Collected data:

※

PR #208, opened 2026-08-13
docs(mcp): design doc for the stdio MCP binding (skardi mcp)

gracexmatin:
## What

Design doc for roadmap item `5`'s MCP binding, stdio transport first: `docs/superpowers/specs/2026-08-13-mcp-stdio-binding-design.md`. Docs only — no code changes in this PR.

## Why

Hosts with a Bash tool already use the `skardi` CLI as a tool with zero MCP config; the uncovered population is hosts without a shell (Claude Desktop, ChatGPT desktop, IDE MCP integrations). stdio ships first because the CLI is already a thin HTTP client for skardi-server, so the binding is mostly a protocol translator between two existing, stable interfaces.

## Design in one paragraph

A new `skardi mcp` subcommand speaks MCP over stdio to the host and proxies to a running skardi-server over REST via the existing `ApiClient` (URL/token config inherited unchanged). Tool surface aligns with the shipped REST/shell bindings: one tool per pipeline (name/description from YAML metadata, `inputSchema` assembled from server-emitted per-parameter JSON Schema fragments), plus built-in `query` (ad-hoc SQL, same `access_mode` governance as `/query`, optional `purpose` → `ai_context` audit passthrough) and `list_data_sources` (semantics-backed discovery). SDK is the official Rust `rmcp` (`default-features = false`, `server` + `transport-io`), implementing `ServerHandler` manually since tools are dynamic. Jobs tools, streamable HTTP, and OAuth are explicit non-goals for v1.

## Decided (was an open question in earlier revisions)

**Server-side inventory enrichment — Option A.** This design requires one small, additive change in `crates/server`: `GET /pipelines` gains `description` and `parameters`, each parameter carrying a complete `json_schema` fragment computed server-side (type mapping incl. date/timestamp formats, unconditional null unions, and `VALUES {name}` multi-row detection — the server is the only party holding the SQL template). The zero-server-change alternative is documented as rejected. See the "Server-side change" section.

## Review provenance

The spec went through an adversarially-verified multi-lens review (internal consistency, factual accuracy against the code, MCP/rmcp protocol correctness, implementer completeness): 21 findings, 20 confirmed and folded back in — including an unimplementable-as-written VALUES override, a name-sanitization algorithm that violated its own 64-char constraint, and the fact that `max_rows` never bounded pipeline results. Details in the commit messages.

## Still open (last section of the doc)

1. `purpose` parameter on `query` — optional as specced, or omit from v1.
2. Built-in tool naming — bare `query`/`list_data_sources` vs `skardi_`-prefixed.
3. Bridge lifecycle knobs — concurrent dispatch, stdin-close behavior, and the fact that `ApiClient` sets no request timeout today.

### DIFF
--- a/docs/superpowers/specs/2026-08-13-mcp-stdio-binding-design.md
+++ b/docs/superpowers/specs/2026-08-13-mcp-stdio-binding-design.md
@@ -4,16 +4,29 @@
 **Date:** 2026-08-13
 **Branch:** `mcp-stdio-binding-design`
 
+**Scope — touches two crates, not one.** This is not a CLI-only feature.
+Most of the work lives in `crates/cli` (the new `skardi mcp` subcommand),
+but shipping it also requires a small, additive, **decided** change in
+`crates/server`: `GET /pipelines` gains `description` and `parameters`
+fields it does not return today (Option A — see "Server-side change" for
+the full rationale and the rejected zero-server-change alternative). A
+server-side PR is a prerequisite for this design, not an optional
+enhancement layered on top of it.
+
 ## Summary
 
 Skardi gains its third agent-facing binding: an MCP (Model Context Protocol)
 server. v1 ships as a new CLI subcommand — `skardi mcp` — that speaks MCP over
 **stdio** to a local host (Claude Desktop, Cursor, any MCP client) and proxies
-every operation to a running `skardi-server` over the existing REST API, using
-the CLI's existing `ApiClient`. The server's execution path is untouched — the
-subcommand is a protocol translator; the only proposed server edit is a small
-additive enrichment of the pipeline inventory endpoint (see "Server-side
-change").
+every operation to a running `skardi-server` over REST, using the CLI's
+existing `ApiClient`. The server's *execution* path is untouched — no
+pipeline runs, no query executes, any differently than it does today. But
+this design does require one small, additive, **decided** server-side
+change: `GET /pipelines` gains `description` and `parameters` fields it
+doesn't return today (Option A — see "Server-side change"). That change is
+a prerequisite for the bridge, not an optional enhancement — without it,
+pipeline tools would ship with no LLM-facing description and parameter
+types rendered as raw Rust Debug strings.
 
 The tool surface mirrors what REST and shell already expose:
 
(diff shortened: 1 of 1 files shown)


docs/superpowers/specs/2026-08-13-mcp-stdio-binding-design.md
```diff
@@ -0,0 +1,479 @@
...
+`crates/server`: `GET /pipelines` gains `description` and `parameters`
+fields it does not return today (Option A — see "Server-side change" for
+the full rationale and the rejected zero-server-change alternative). A
+server-side PR is a prerequisite for this design, not an optional
+enhancement layered on top of it.
+
+## Summary
+
+Skardi gains its third agent-facing binding: an MCP (Model Context Protocol)
+server. v1 ships as a new CLI subcommand — `skardi mcp` — that speaks MCP over
```
BtXin, line 19: If we already expose mcp endpoint, does agent still need to use cli command here?

gracexmatin: No — the agent never invokes a CLI command here. `skardi mcp` isn't a tool the model calls; it's the process the **MCP host** spawns once at startup (the `command`/`args` entry in `claude_desktop_config.json`, see the Architecture section). From the agent's side the only visible surface is MCP tools: the pipeline tools, `query`, and `list_data_sources`. The CLI is just the packaging and process entry point, not the call surface.

On "if we already expose an mcp endpoint": we don't yet. There is no `/mcp` route on skardi-server today (`crates/server/src/server.rs` routes: `/pipelines`, `/pipeline/:name`, `/data_source`, `/query`, `/:name/execute`, plus jobs) — streamable HTTP is an explicit v1 non-goal. v1 deliberately adds **no MCP transport to the server at all**: no `/mcp` route, no new port, no OAuth. The host spawns the bridge over stdio and the bridge proxies to an already-running skardi-server through the REST endpoints that exist today, via the CLI's existing `ApiClient` (base URL + Bearer resolution inherited unchanged). To be precise, "no server" means no new MCP transport — skardi-server is still what executes everything. That's the cheapest, fastest path to a working MCP binding, and it's why stdio ships first.

When `/mcp` does land it won't retire this: local hosts still have uneven support for remote MCP servers and their auth flow, and pointing `--server` at a remote deployment already makes `skardi mcp` a local gateway to it. The tool-projection logic is transport-independent and shared between the two.

I've pushed a commit making both points explicit in the Summary (they were only in Architecture before, which is what made line 19 ambiguous) and noting in Non-goals that streamable HTTP won't replace the stdio bridge.

BtXin (approved):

※

— Problem description —
Report how many lines of the records above contain the word "first", giving only the number.

— Response to this task —
3